Monday, August 11, 2008

Parvarish (India, 1977)

1977 was a very good year for Manmohan Desai. The director helmed four massive hits during that year, including one undisputed classic (Amar Akbar Anthony), one personal favorite of mine (Dharam Veer), one film that I know virtually nothing about (Chacha Bhatija), and Parvarish, a film that I watched over this past weekend.

Parvarish has pretty much everything you'd expect from a Manmohan Desai masala film: redistributed siblings who only discover their true parentage during the final fifteen minutes of the film, a villain with a lavishly appointed high-tech lair, primitive yet weirdly evocative special effects, and a star-stuffed cast -- including Amitabh Bachchan, Vinod Khanna, Shammi Kapoor, Neetu Singh, Shabana Azmi and Amjad Khan.

Shammi Kapoor actually has top billing here and, though he's well into the beardy obesity of his mid-life career, takes part in one musical number that allows him to show flashes of the goofy old Shammi that earned him that tribute. Amitabh and Vinod play the brother gone right and the brother gone wrong, respectively, and Neetu and Shabana play their love interests. The two female stars also provide a contrast to Bachchan and Khanna's brother roles by portraying sisters whose characters are so indistinguishable from one another that, if not for the need to pair them off with the male stars, they might as well have been one person. (Though if this was by design, or simply the result of a hasty writing job, I'm not entirely sure.) Finally, Amjad Khan plays the... oh, come on, you know what Amjad Khan plays.

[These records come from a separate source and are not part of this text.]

PR #703, opened 2022-08-23
Change: Split building build and production container images

bjoernricks:
**What**:

Split building build and production container images

**Why**:

The build image really rarely needs a rebuild. Therefore split this job
into an own workflow and only rebuild if the corresponding dockerfile or
workflow has changed.

**How**:

**Checklist**:

- [ ] Tests

### DIFF
--- a/.github/workflows/build-container.yml
+++ b/.github/workflows/build-container.yml
@@ -1,25 +1,34 @@
-name: Container Image Builds
+name: Build Container Image Builds
 
 on:
   push:
     branches: [ main, stable, oldstable ]
     tags: ["v*"]
+    paths:
+      - .github/workflows/build-container.yml
+      - .docker/build.Dockerfile
   pull_request:
     branches: [ main, stable, oldstable ]
+    paths:
+      - .github/workflows/build-container.yml
+      - .docker/build.Dockerfile
   workflow_dispatch:
+  schedule:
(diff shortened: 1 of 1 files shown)


Dexus:
I would recommend to rebuild the build image at least once all 2 weeks via schedule, because new packages will else not used for the builds.

bjoernricks:
> I would recommend to rebuild the build image at least once all 2 weeks via schedule, because new packages will else not used for the builds.

I've also thought about that. Could you check if the schedule fits now? not sure if i got that cron syntax right

.github/workflows/build-container.yml
```diff
@@ -0,0 +1,65 @@
...
+      - .docker/build.Dockerfile
+  pull_request:
+    branches: [ main, stable, oldstable ]
+    paths:
+      - .github/workflows/build-container.yml
+      - .docker/build.Dockerfile
+  workflow_dispatch:
+  schedule:
+    # rebuild image every sunday
+    - cron: 0 0 * * 0
```
Dexus, line 18:
```suggestion
    - cron: '0 0 * * 0'
```

Dexus (changes requested):

Dexus (approved):

Dexus:
LGTM

PR #708, opened 2022-09-29
Change: Use new trigger-workflow action to update dependent images

bjoernricks:
**What**:

Use new trigger-workflow action to update dependent images

DEVOPS-404

**Why**:

When the gvm-libs container has re-build all dependent images should be re-build too.

**How**:

**Checklist**:

- [ ] Tests


y0urself (approved):
🚀

PR #723, opened 2022-12-06
Set LDAP version to 3 after initialization

fklajn:
LDAP version is by default set to 3, but when StarTLS is disabled then the initialization is done for the second time. And after the initialization version is set to 2. This change is to set the version back to 3.

Signed-off-by: Franciszek Klajn <fklajn@opera.com>

**What**:

LDAP version setting bugfix
jira: T4-398

**Why**:

Because without the change LDAP authentication over LDAPS is not possible on recent Linux distribution.

**How**:

The change has been tested on a test system (Debian Bullseye).

**Checklist**:

- [X] Tests
- [X] PR merge commit message adjusted

### DIFF
--- a/util/ldaputils.c
+++ b/util/ldaputils.c
@@ -333,8 +333,29 @@ ldap_auth_bind (const gchar *host, const gchar *userdn, const gchar *password,
                   g_free (ldapuri);
                   goto fail;
                 }
+             // Set LDAP version to 3 after initialization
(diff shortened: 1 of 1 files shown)


ArnoStiefvater:
Hey
Thanks a lot for your contribution.
It seems that you still have to run `clang-format -i -style=file util/ldaputils.c` to pass the formatting checks.

ArnoStiefvater (approved):

PR #735, opened 2023-02-03
Add: the possibility to set reference value for logs

Kraemii:
**What**:
To be able to detect corresponding log messages it is possible to set a reference value, which is then displayed in logs afterwards.
SC-768

**Why**:

**How**:

**Checklist**:

- [ ] Tests

### DIFF
--- a/base/logging.c
+++ b/base/logging.c
@@ -49,6 +49,12 @@
 #define G_LOG_DOMAIN "libgvm base"
 
 /**
+ * @brief for backward compatibility
+ *
+ */
+#define LOG_REFERENCES_AVAILABLE
+
+/**
  * @struct gvm_logging_t
  * @brief Logging stores the parameters loaded from a log configuration
  * @brief file, to be used internally by the gvm_logging module only.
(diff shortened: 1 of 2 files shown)


base/logging.c
```diff
@@ -383,6 +383,55 @@ gvm_log_unlock (void)
...
+ * simultaniousely it is possible to detect all log corresponding to the same
+ * scan. The log reference is optional and must be set before calling
+ * setup_log_handlers. The data given must be freed by calling
+ * free_log_reference(). If called multiple times the old reference gets freed
+ * and the new one is set instead.
+ *
+ * @param ref
+ */
+void
+set_log_reference (char *ref)
```
nichtsfrei, line 402: To make deployment of GOS less error prone and since we currently don't have semantic version as of yet maybe it makes sense to add a
```
#define LOG_REFERENCES_AVAILABLE
```

as well so that in openvas we can easily check via

```
#ifdef LOG_REFERENCES_AVAILABLE
set_log_reference(...);
#endif 
``` 
this would make it somewhat downwards compatible until gvm-libs went through.

nichtsfrei (changes requested):

jjnicola (dismissed):

jjnicola (approved):

nichtsfrei (approved):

Parvarish was just okay for me. It was a suitably diverting way to spend a lazy Sunday afternoon, but it lacked the wild plot convolutions and lysergic production design that made Dharam Veer so irresistibly compelling. Nor did it quite approach the level of overheated comic book narrative drive of another one of my favorite Desai films, Mard. What it did have, however -- in the form of Amjad's icicle-bedecked HQ with its red scrimmed perpetual go-go girls -- is one of the greatest supervillain lairs in the history of masala movies, right behind Sunil Dutt's wax-figure-laden, bubble-sauna-equipped digs in Geetaa Mera Naam. In addition to that, Neetu and Shabana perform a pistol-packing song-and-dance bit sure to please fans of the "Girls With Guns" genre. And finally, there is a Thunderball-inspired climactic scuba battle that packs all the overwhelming mitigating power of the Amitabh vs The Airplane sequence in Toofan (and yes, I really will use any excuse to link to that clip). And since Parvarish has nowhere near Toofan's number of sins to compensate for, that adds up to one big win-win.

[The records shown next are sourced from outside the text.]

PR #753, opened 2023-04-05
Generate a hash value for a given string.

jhelmold:
## What
Implemented a function that generates a hash value for an arbitrary string.

## Why
This function is needed for GEA-51 to catch duplicated results in reports.

## References
Addresses GEA-51.

## Checklist

- [ ] Tests

### DIFF
--- a/util/authutils.c
+++ b/util/authutils.c
@@ -231,15 +231,15 @@ get_password_hashes (const gchar *password)
 }
 
 /**
- * @brief Generate a hash value for a given string
+ * @brief Calculate the MD5 hash value for a given string
  *
  * @param string The String to be hashed
  *
- * @return A pointer to a gchar containing the hash value, has to be freed by
- *         the caller.
+ * @return A pointer to a gchar containing the hash value as a hexadecimal
+ *         string, has to be freed by the caller.
  */
 gchar *
-get_hash_value_from_string (const gchar *string)
+get_md5_hash_from_string (const gchar *string)
 {
   g_assert (string);
 
--- a/util/authutils.c
+++ b/util/authutils.c
@@ -231,6 +231,30 @@ get_password_hashes (const gchar *password)
 }
 
 /**
+ * @brief Generate a hash value for a given string
+ *
+ * @param string The String to be hashed
+ *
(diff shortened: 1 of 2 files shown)


util/authutils.c
```diff
@@ -230,6 +230,30 @@ get_password_hashes (const gchar *password)
...
+/**
+ * @brief Generate a hash value for a given string
+ *
+ * @param string The String to be hashed
+ *
+ * @return A pointer to a gchar containing the hash value, has to be freed by
+ *         the caller.
+ */
+gchar *
+get_hash_value_from_string (const gchar *string)
```
timopollmeier, line 242:
```suggestion
get_md5_hash_from_string (const gchar *string)
```

util/authutils.h
```diff
@@ -52,6 +52,9 @@ gvm_auth_init (void);
 int
 gvm_authenticate_classic (const gchar *, const gchar *, const gchar *);
 
+gchar *
+get_hash_value_from_string (const gchar *);
```
timopollmeier, line 56:
```suggestion
get_md5_hash_from_string (const gchar *);
```

util/authutils.c
```diff
@@ -230,6 +230,30 @@ get_password_hashes (const gchar *password)
   return hashes_out;
 }
 
+/**
+ * @brief Generate a hash value for a given string
```
timopollmeier, line 234:
```suggestion
 * @brief Calculate the MD5 hash value for a given string
```

util/authutils.c
```diff
@@ -230,6 +230,30 @@ get_password_hashes (const gchar *password)
...
+ *
+ * @param string The String to be hashed
+ *
+ * @return A pointer to a gchar containing the hash value, has to be freed by
+ *         the caller.
```
timopollmeier, line 239:
```suggestion
 * @return A pointer to a gchar containing the hash value as a hexadecimal
 *         string, has to be freed by the caller.
```

timopollmeier (changes requested):
I think it should be more obvious what kind of hash is calculated (MD5) and how it is encoded.

timopollmeier (approved):

PR #774, opened 2023-05-23
Fix: Parse XML with XML_PARSE_HUGE option

timopollmeier:
## What
The libxml based parse_element function now parses the input with relaxed limits by using the XML_PARSE_HUGE option. 

## Why
This fixes problems with parsing larger XML files like the CPE dictionary.

## References
GEA-208


timopollmeier:
I haven't found an exact reason either but I think the limits are just there to limit the use of resources, especially memory, in case a large portion of XML is passed to the parser by accident or maliciously from an untrusted source.

jhelmold (approved):

PR #778, opened 2023-06-14
Change: Use debian:bullseye-slim base images

timopollmeier:
## What
Use debian:bullseye-slim base images instead of  debian:stable-slim

## Why
So the release of Debian Bookworm does not break compatibility.

## Checklist

- [ ] Tests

Here, for your Monday enjoyment, is a brief sample of Parvarish's thrilling underwater action:

*The above poster comes from the fantastic Hotspot Online, a real rabbit hole of a site for dedicated fans of offbeat films in all their wonderful variety that'll suck you in for life if you're not careful.

5 comments:

Beth Loves Bollywood said...

Oh man! I'm sorry I oversold it! But at least we know your life is better now that you've seen that submarine.

Todd said...

Oh, yeah. I wouldn't have missed that submarine for anything. I enjoyed the movie beyond that, but that alone was enough to make me grateful for your recommendation. (And how awesome is it that I was able to find a clip of it on YouTube?) Of course, while I was preoccupied with waiting for one of the male leads to show up in a leather mini-skirt or a dog to pee on Bob Christo's head (or Bob Christo, for that matter)I was probably missing all kinds of gratifying nuances that you, with your typically more detailed reading, caught. When you set Mard and Dharam-Veer as your personal bar for Manmohan Desai movies, you kind of set yourself up for disappointment that way.

Beth Loves Bollywood said...

I can't deny that the sex bomb that is Vinod Khanna may have predisposed me to love this movie. But I've seen it at least 6 times and always find new details to love. It's also one of the first full-on masala movies I ever saw, so that might have something to do with it.

Keith said...

Are they giants, or is that submarine a TARDIS -- smaller than a man on the outside, but able to contain dozens of men inside.

Todd said...

Maybe the water was cold and the submarine shrank.

What I love is how, while most people working with such shitty models would at least try to film them from a distance, the folks here go for these tight close-ups on them. That right there is some bold, bold film making.